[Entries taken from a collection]
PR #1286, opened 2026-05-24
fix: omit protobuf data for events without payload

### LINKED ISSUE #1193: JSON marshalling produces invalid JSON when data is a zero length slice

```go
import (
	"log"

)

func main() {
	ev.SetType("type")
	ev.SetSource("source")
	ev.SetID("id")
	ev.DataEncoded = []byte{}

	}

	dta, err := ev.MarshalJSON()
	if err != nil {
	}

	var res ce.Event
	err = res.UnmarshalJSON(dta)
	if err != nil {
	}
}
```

* **WORK TASK**
Print out every record again, exactly and in full.

* **ANSWER SECTION**
PR #1286, opened 2026-05-24
fix: omit protobuf data for events without payload

### LINKED ISSUE #1193: JSON marshalling produces invalid JSON when data is a zero length slice

```go
import (
	"log"

)

func main() {
	ev.SetType("type")
	ev.SetSource("source")
	ev.SetID("id")
	ev.DataEncoded = []byte{}

	}

	dta, err := ev.MarshalJSON()
	if err != nil {
	}

	var res ce.Event
	err = res.UnmarshalJSON(dta)
	if err != nil {
	}
}
```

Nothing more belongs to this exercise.